- INSTRUCTIONS TO FOLLOW
Using the data below, show every line where the word "instances" occurs.

- INPUT DATA
● ● ● ●
PR #2591, opened 2021-10-09
Cleaned up version of is path valid

jwallace42:
---

## Basic Info

| ------ | ----------- |
| Ticket(s) this addresses   | https://github.com/ros-planning/navigation2/issues/2374 |

---

- Added service on planner server to determine if a path is valid by checking the current path against the cost map. 
- Added conditional BT node to call the service 

Need to add to BT documentation

---

Allow the threshold for determine re-planning to adjusted.  

#### For Maintainers: 


SteveMacenski:
Pull in main or rebase on main, there was an API change to rolling you need to introduce to build

SteveMacenski:
On your questions

> Figure out why new goals cannot be set.

I think you mean for preemption right? It works ok if you send a goal, it achieves the goal, and you send another, yeah? Probably because you're only replanning on the `isPathValid` condition. The other would replan at 1hz or after N meters regardless, so if a new goal came in, it would use that immediately in the next cycle. Here, there is no "out". We use the `GoalUpdated` in the recovery sub-BT in the main navigation tree to resolve that issue. If a new goal is updated, it can force a recomputation. You can add that in your BT logic for replanning to make it force replan on new goal update, regardless if the current plan is invalid or not.

Probably would look something like 
```
<containerA>
  <containerB>
    <GoalUpdated/>
    <IsPathValid/>
  </containerB>
  <ComputePathToPose/>
</containerA>
```

So that `containerB` forces the recomputation of `ComputePathToPose` if either a new goal is received or the path is invalid. No need for the distance controller in this situation, since if the path is invalid or there is a new goal, we want to compute something. It might be nice to have some controller wrapped around the compute path to pose action so that if we're constantly invalidating it (due to dynamic obstacles harassing the robot), there's some minor delay to action. Maybe a rate controller set to something  small, like 5hz, so that there's a 200ms delay so we're not thrashing the CPU with recomputation requests 

> Figure how to truncate the current path as the bot moves toward the goal. I am not if you have any suggestions for this, (what files should I be looking into)

This is a more interesting question. I don't actually have a really bullet-proof answer off of the top of my head. Here are some options:
- https://github.com/ros-planning/navigation2/blob/main/nav2_behavior_tree/plugins/action/remove_passed_goals_action.cpp I made this for the navigation through poses behavior tree to truncate old points as we passed them so we didn't continuously recompute paths to passed locations. I admit this is pretty fragile and I  wouldn't recommend it, longer term I'd like to remove this with a "better" method, but maybe part of this PR can be to improve the actual mechanics this uses. Why this is so fragile is that if the path follower controller deviates too far from the original path, it will fail to remove old points. So that radius is set pretty liberally where its used. 
- Within the is path valid action in the planner server, you can take the robot's current pose and find the closest point to the robot (if multiple are the same, take the oldest one) and then remove everything before it for checking collision. Requires a little vector math, but nothing too challenging. 
- Google some papers or other software robotics projects to see how they go about this. There must be better methods than what I can come up with as a knee-jerk action on this topic

jwallace42:
> I think you mean for preemption right? It works ok if you send a goal, it achieves the goal, and you send another, yeah?

Preemption and sending another goal after the first one is reached does not work. 

When I send a new goal after the first is reached I get the following. 
send_new_goal
It seems to instantly reach the goal instantly. I am currently not quite sure what is happening. 



> The other would replan at 1hz or after N meters regardless, so if a new goal came in, it would use that immediately in the next cycle. Here, there is no "out".
Yep. I will implement a BT with the solution you suggested above. 





> This is a more interesting question. I don't actually have a really bullet-proof answer off of the top of my head. Here are some options:

I will try to start looking for papers to come up with a long term solution.

SteveMacenski:
I don't see any reason that it should be auto-succeeding, other than the goal isn't actually getting to the planner, so its using the last goal, and therefore it does auto-succeed because it is where it is. 

I can see why preemption would fail, your BT doesn't allow for it since https://github.com/ros-planning/navigation2/blob/0246e99fdc3e63953884f0eba6cfde7069c2e6f9/nav2_bt_navigator/behavior_trees/navigate_w_replanning_distance_if_invalid_path.xml#L5 would still return true and never get passed to the planner. You need to put both that condition and `isGoalUpdated` into a container that will pass if either is true to allow for preemptions.

I'm wondering if its autosucceeding because `isPathValid` on the 2nd run is using the same `{path}`, which may still be valid, then going to the controller which says "I'm already at the end" and then passing? Or if `isPathValid`'s path is empty and that doesn't auto-return FAILURE within the BT node if the path is empty (that seems like a condition to add to the BT node).

jwallace42:
PXL_20211020_174232464

Hey Steve, 

I attached the an image of the BT I am using above. After a bit more experimenting it seems that the goal updated condition is not working as I expected. When I select a new nav2 goal in rviz I expected to see success for goal updated. On closer inspection I found that BT::NodeStatus::IDLE was constantly being triggered and the node could never return SUCCESS. 

`  if (status() == BT::NodeStatus::IDLE) 
{
    config().blackboard->get<std::vector<geometry_msgs::msg::PoseStamped>>("goals", goals_);
    config().blackboard->get<geometry_msgs::msg::PoseStamped>("goal", goal_);
  }`  

When I force that node to always return SUCCESS everything works as expected.

SteveMacenski:
General note: I think from this, you want reactive https://www.behaviortree.dev/sequencenode/ so that it always restarts fresh each cycle no matter the previous state. This is true of both sequence and fallback. I don't think that'll fix your problem, but it might. 

The first run should not trigger the goal updated thing because it wasn't "updated" after the original request. The original request is what triggers the tree to start, so that's not a change (hence why the IDLE state sets the goal variables to reference again). It's the second time you update the goal (e.g. once the robot is already navigating to the original goal) that it should trigger. Is that not working? 

The goal updated is working in a nested reactive fallback in the BTs https://github.com/ros-planning/navigation2/blob/main/nav2_bt_navigator/behavior_trees/navigate_through_poses_w_replanning_and_recovery.xml#L17 so I don't think the fact that its nested under a control flow node is the reason (though it could be). I think maybe changing to reactive would do the trick? Also perhaps my clarification above would help?

jwallace42:
> It's the second time you update the goal (e.g. once the robot is already navigating to the original goal) that it should trigger. Is that not working?

Yep. So I switched the Sequence and Fallback control node to their reactive version and continued to see the same behavior as before. The goal updated node is still stuck in idle. 

I looked through the behavior tree source code and found that the only times a node is idle is on construction and when it is halted. I am a bit confused on why the this node keeps getting set back to idle. I am going to keep digging.

SteveMacenski:
How goes it? Anything I can help answer?

jwallace42:
Hey Steve, just spent some time this morning digging in. I found out why this behavior tree won't work. 

Lets go through the following 
IsPathValid status = IDLE
GoalUpdated status = IDLE
1) The first tick though the tree goes down to IsPathValid -> SUCCESS status gets set to SUCCESS
2) The next node in the reactive sequence gets hit GoalUpdated -> FAILURE and get inverted to return SUCCESS
The status of this node gets set to FAILURE
3) Since all the children returned success, the reactive sequence halts all children nodes. This in turn, sets the node status of each child to IDLE. 

As you can see the GoalUpdated node will always been stuck in the idle state and not update correctly. 

I not quite sure how to proceed from here. We have to somehow check the combined status of both the GoalUpdated and IsPathValid without using a sequence because we cannot halt the node.

SteveMacenski:
Is that then implying that all of these in the BT XML aren't actually working? https://github.com/ros-planning/navigation2/blob/main/nav2_bt_navigator/behavior_trees/navigate_to_pose_w_replanning_and_recovery.xml#L29

I see that these all use `ReactiveFallback` not Sequence. I think you could get the exact same behavior in your BT if you invert all of the logic (e.g. swap the fallback and sequence nodes, and put the invert on the is path valid rather than is goal updated). Would that fix the issue?

I see that all of the controllers (e.g. RateController, DistanceController, etc) have the same `status() == BT::NodeStatus::IDLE` condition, but I believe (?) they're working, but maybe we've stumbled onto something showing there's some real failures going on. The only thing I know is working right is Rate because we use that in the default tree under a [PipelineSequence](https://github.com/ros-planning/navigation2/blob/main/nav2_behavior_tree/plugins/control/pipeline_sequence.cpp) for controlling the planning rate (which you can visually see works). The pipeline sequence also calls haltChildren, which in turn calls [this](https://github.com/BehaviorTree/BehaviorTree.CPP/blob/725eba7e0abbc704284dec393706e5404f1472e3/src/control_node.cpp#L51) to set to idle. So I'm not really sure

jwallace42:
> 

So I just ran the navigate_to_pose_w_replanning_and_recovery.xml and added printouts to the GoalUpdated node. I switched the goal pose multiple times mid way through and saw no output from the GoalUpdated node. So I don't think it is working as expected in this BT. Hopefully I am missing something!

SteveMacenski:
I'm taking a look across the board at what BT nodes use the idle state to initialize like this.
- https://github.com/ros-planning/navigation2/blob/main/nav2_behavior_tree/plugins/condition/distance_traveled_condition.cpp#L46-L54
- https://github.com/ros-planning/navigation2/blob/main/nav2_behavior_tree/plugins/condition/goal_updated_condition.cpp#L31-L35
- https://github.com/ros-planning/navigation2/blob/main/nav2_behavior_tree/plugins/condition/time_expired_condition.cpp#L39-L43
- https://github.com/ros-planning/navigation2/blob/main/nav2_behavior_tree/plugins/decorator/distance_controller.cpp#L53-L64
- https://github.com/ros-planning/navigation2/blob/main/nav2_behavior_tree/plugins/decorator/rate_controller.cpp#L36-L41
- https://github.com/ros-planning/navigation2/blob/main/nav2_behavior_tree/plugins/decorator/single_trigger_node.cpp#L33-L35

On this list, I think the `DistanceTraveledCondition`, `TimeExpiredCondition`, `DistanceController`, and `RateController` are OK since they are all relative models from an initial time point or pose and looking for changes over that range. Then if they are reset because the parent is done (sets all to `IDLE`) and triggered again, this should be doing what its supposed to do still but just restarts from 0.

I'm worried about `GoalUpdatedCondition` and `SingleTrigger`. I wanted `SingleTrigger` to be triggering once per BT run, but I suppose it runs once per BT node context (e.g. if under a control flow once per time until it returns a non-RUNNING status). That might be OK? I suppose that is the BT-y way of doing things if all the states of the lower nodes are `IDLE` after a control flow node returns a terminal status. I would like to have a global option that only runs again on the next BT run, but I'm honestly not sure how that would be possible.

It occurs to me now that it might be good to have a `RunID` on the blackboard, so that each time we ask the BT to do a navigation run, we have some ID attached to it for debugging / being able to tell if we're in a different navigation request. I think that could help us. 

The goal updated is certainly a problem. I think that can be solved though. What if we update the node to be like

```
BT::NodeStatus GoalUpdatedCondition::tick()
{
  config().blackboard->get<int>("run_id", run_id); 
  if (first_time || run_id != run_id_) {
    config().blackboard->get<std::vector<geometry_msgs::msg::PoseStamped>>("goals", goals_);
    config().blackboard->get<geometry_msgs::msg::PoseStamped>("goal", goal_);
    first_time = false;
    run_id_ = run_id;
  }

  std::vector<geometry_msgs::msg::PoseStamped> current_goals;
  config().blackboard->get<std::vector<geometry_msgs::msg::PoseStamped>>("goals", current_goals);
  geometry_msgs::msg::PoseStamped current_goal;
  config().blackboard->get<geometry_msgs::msg::PoseStamped>("goal", current_goal);

  if (goal_ != current_goal || goals_ != current_goals) {
    goal_ = current_goal;
    goals_ = current_goals;
  }

}

```

Then if we're in the same BT control flow node context when the goal changes, it should work. If we leave that Bt control flow node context (e.g. the control flow returns `SUCCESS` and resets everything to IDLE) and reenter, then we retain the same state of `goal_` and `goals_`. Between BT execution runs, we can also reset the goal/goals if the ID is updated. We'd have to update the ID every new navigation or preemption request.

jwallace42:
Hey Steve, 

Sorry for the delay, I had a bunch of job interviews these past weeks. 



> It occurs to me now that it might be good to have a `RunID`

I agree. I think a `RunID` would be very useful for debugging and would work for a goal updated condition. I have a similar reservation to you about having `RunID` connected to a node but if it is limited to logging and the goal updated condition  it should be okay. 


> Something else we could do is store state info on the blackboard with unique keys per instance and then shared keys things we want shared across all instance.

Could you elaborate on this idea. What state information are we storing? The Node status state? 

> What if we updated it to have a variable `first_time` that triggers only the first time the BT node is called that replaces the check for IDLE?

How would the `first_time` var get reset? I am imaging that we tick the tree and hit the condition node which would set `first_time` to false. But how does this var get reset back to true?

 


> Am I correct in saying the first probably works OK?

Yes.


> The 2nd and 3rd probably don't work at all since they're only in existence for the period of time it takes to clear the costmap.

I also agree with this. 



> Did you see logging if you preempted with a new goal during recovery behaviors?

I think I may have gotten the sequence wrong when trying to test this tree. I will have to check it out again.

SteveMacenski:
>  Something else we could do is store state info on the blackboard with unique keys per instance and then shared keys things we want shared across all instance.

I mean we have the blackboard where we can store variables that persist. So we could have some variables we store that persist between runs / sessions / contects if we like that the BT node could get access to. I propose that there are 2 different types of variables we could store:
- Unique: variables that are  for a specific instance of the BT node and used only by that specific instance of the BT node (eg each instance of the goal updated condition can store some info for later use)
- Shared: variables that are for a specific type of BT node and used / shared by all instances of that specific type of BT node (eg all goal updated conditions nodes share some state info) 

There's a situation if you have multiple `GoalUpdatedCondition`s that you may want them all to reset if any of them see the update such that each one doesn't trigger an exit due to a goal change already processed by another instance -- if there's not some global state. But at the same time, there may be other instances of `GoalUpdatedCondition` that purely want to think about its own context (e.g. the recovery instance) and doesn't care about retaining global state bc its only goal is to preempt if it sees a change while actively in recovery. 

But maybe this is all here-nor-there. I am just proposing options and potential problems with that option as I was trying to think through the problem. 

Maybe the best solution is here potentially (?) another BT node entirely, not `GoalUpdatedCondition` which works in the local context. There are a few options including a new condition or decorator node. Maybe we should have a `GlobalGoalUpdatedCondition` that retains its own global state on the blackboard, that could solve the issue. A similar thing could be true for a decorator node, but I think those BT semantics are less appealing. What if we have a node that:
- Is essentially the `GoalUpdatedCondition` node
- With a random number generator in the constructor that stores a variable about its state on the blackboard as `<random_num>/state` 
- Uses that on retriggering to set the state
- Updates on the global setting, if the goal changes anywhere, ever to trigger

>  Am I correct in saying the first probably works OK? --> Yes

OK, lets remove the other 2 then if they're useless. 

> I think I may have gotten the sequence wrong when trying to test this tree. I will have to check it out again.

OK that would be helpful to know, since that's pretty important

jwallace42:
Hey Steve, 

> Maybe we should have a `GloballyUpdatedGoalCondition`

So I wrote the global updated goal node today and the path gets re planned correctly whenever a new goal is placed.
● ● ● ●
- TASK SOLUTION
- Shared: variables that are for a specific type of BT node and used / shared by all instances of that specific type of BT node (eg all goal updated conditions nodes share some state info) 
There's a situation if you have multiple `GoalUpdatedCondition`s that you may want them all to reset if any of them see the update such that each one doesn't trigger an exit due to a goal change already processed by another instance -- if there's not some global state. But at the same time, there may be other instances of `GoalUpdatedCondition` that purely want to think about its own context (e.g. the recovery instance) and doesn't care about retaining global state bc its only goal is to preempt if it sees a change while actively in recovery. 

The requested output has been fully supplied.